Stored data
━━━━━━━━━━
PR #2283, opened 2020-03-25
fix(pagebuilder): Html content type unescapes when GraphQL does not

zetlen:
## Description

Due to an apparent regression in M2.3.5, the GraphQL API now passes HTML content (in CMS blocks, anyway) through at least one PageBuilder-related render. The effect is that HTML content nodes, whose content itself was HTML encoded (`<div>` became `&lt;div&gt;`), was no longer HTML encoded. This broke the PageBuilder Html content type by stripping all HTML tags from it.

The Html "config aggregator" was using `node.textContent` to get and unescape its HTML, but when GraphQL has already unescaped it, we must use innerHTML instead. This PR updates the config aggregator with that logic.

Because the bug in MC-32787 may indicate a misconfiguration, the config aggregator logs a message in development mode.

## Related Issue

Closes https://jira.corp.magento.com/browse/MC-32787.

### Verification Stakeholders
@sirugh 
@davemacaulay 
@dpatil-magento 
### Verification Steps

1. Set your `MAGENTO_BACKEND_URL=https://pwa-test1-scjyl6a-vqnoqmbf7mivy.us-4.magentosite.cloud/` a 2.3.4 instance.
2. `yarn run watch:venia`
3. Visit homepage.
4. Verify it looks normal.
1. Set your `MAGENTO_BACKEND_URL=https://magento232-qwt7c3a-vqnoqmbf7mivy.us-4.magentosite.cloud/` a **2.3.5** instance
2. `yarn run watch:venia`
3. Visit homepage.
4. Verify it still looks normal, whereas in `develop` this formatting is bonkers.

### DIFF
--- a/packages/pagebuilder/lib/ContentTypes/Html/configAggregator.js
+++ b/packages/pagebuilder/lib/ContentTypes/Html/configAggregator.js
@@ -1,12 +1,23 @@
 import { getAdvanced } from '../../utils';
 
 export default node => {
-    const dom = new DOMParser().parseFromString(
-        '<!doctype html><body>' + node.textContent,
-        'text/html'
-    );
+    let html;
+    if (node.dataset.decoded) {
+        html = node.innerHTML;
+        if (process.env.NODE_ENV !== 'production') {
+            console.warn(
+                'PageBuilder HTML content was unescaped! This may be a Magento configuration error.'
+            );
+        }
+    } else {
+        const dom = new DOMParser().parseFromString(
+            '<!doctype html><body>' + node.textContent,
+            'text/html'
+        );
+        html = dom.body.innerHTML;
+    }
     return {
-        html: dom.body.innerHTML,
+        html,
         ...getAdvanced(node)
     };
 };


packages/pagebuilder/lib/ContentTypes/Html/configAggregator.js
```diff
@@ -1,12 +1,23 @@
...
 
 export default node => {
-    const dom = new DOMParser().parseFromString(
-        '<!doctype html><body>' + node.textContent,
-        'text/html'
-    );
+    let html;
+    if (node.dataset.decoded) {
+        html = node.innerHTML;
+        if (process.env.NODE_ENV !== 'production') {
```
sirugh: I think we remove logs in production bundles anyways - shouldn't need to gate with a condition. If I'm wrong we probably have to go clean up our app :D

zetlen: We might, but I just wanted to be explicit. This is a pattern we ought to follow. We may later remove the drop_console in some cases!

dpatil-magento:
Works fine. Tested this PR against - 
1. 2.3.5 with core fix.
2. 2.3.5 without core fix.
3. 2.3.5 with Core fix and without PB data changes (PWA home page)
4. 2.3.4 
5. 2.3.4 without PB data changes (PWA home page)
━━━━━━━━━━
▸ **Exercise prompt**
Within the data, how many lines hold "cloud"? Respond with only the number.

▸ **Result of the task**
2